Let's maybe just skip it for now. I feel like the above is impossible unless the data is very very corrupted. Do you want to set it up to skip queries for outliers that your conditions find, and then we can open a PR and begin the review process, @harikrishnatp? :) Happy to figure out a time for a call with @axif0 to bring this all in and run the query generation workflow! π
WHERE {
?lexeme dct:language wd:Q13955;
wikibase:lexicalCategory wd:Q24905; # Changed to Q24905 (verbs)
ontolex:lexicalForm ?form.
?form wikibase:grammaticalFeature ?feature.
}
This is the query I ran for arabic verbs and got the result
Working through this with @harikrishnatp right now:
- The up to date query that just returns QIDs that we can then apply our own labels to is https://w.wiki/FesH
- If the above query does not work, then we are making the assumption that the underlying data is not of a quality that we're able to generate queries from
- Example: @harikrishnatp and I just did a test of Arabic verbs and we're getting back that a sample of 1000 lexemes will have a maximum of 35 instances with a common combination
- The query that we should generate in this case is https://w.wiki/FesZ
- Arabic verbs in this case would have one query returned which is
query_verbs.sparqland the contents would be the above query with the language being Arabic and the data type being verbs
- Arabic verbs in this case would have one query returned which is
- It might also be nice if we get a message to the terminal from the
tryexception that says that queries will not be being generated for the language and data type combination and then we can look into this further :)
The thinking here is that this is the best that we can do in a situation where some of the data is so dirty that it doesn't make sense for us to generate queries for it (i.e. Arabic verbs).

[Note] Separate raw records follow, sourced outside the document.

PR #14385, opened 2024-08-30
NAS-130886 / 25.04 / stop calling websocket_local_ip

yocalebo:
With the changes introduced here: https://github.com/truenas/middleware/pull/14372, we no longer need to pass the `app` object around and call `websocket_local_ip`.

### DIFF
--- a/src/middlewared/middlewared/plugins/apps/crud.py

@andrewtavis , So while I was testing out by generating all the sparql files using the query service, I noticed arabic verbs and other data types with dirty data was being queried properly. Then I checked from the service with this query and found this
Did they clean up the data or what ?
That was without LIMIT though, just wanted to let you know :)
Looks like they likely did clean up the data! Nice! So we should be able to include them then :)
In the future maybe we can also use this process to alert the Wikidata community of dirty data π€
Making great progress here :) I just did an update of the dependencies as the workflow was failing because they were a bit out of date. We now use the production requirements within the dev requirements as well for easier maintainability. From here we need to update the workflow given the new functionality as it's failing because of the changes in arguments.
@harikrishnatp, do you want to send along a PR for updating the check_and_update_missing_query_forms.yaml workflow? From there we can merge that in and run the workflow to check the queries it generates π
From there we should move to #637 to further improve maintainability, and then with that we can finalize a few other issues and switch the focus to writing tests and Wiktionary based translation. For the tests we can write multiple individual issues and switch #623 over to an epic with sub-issues.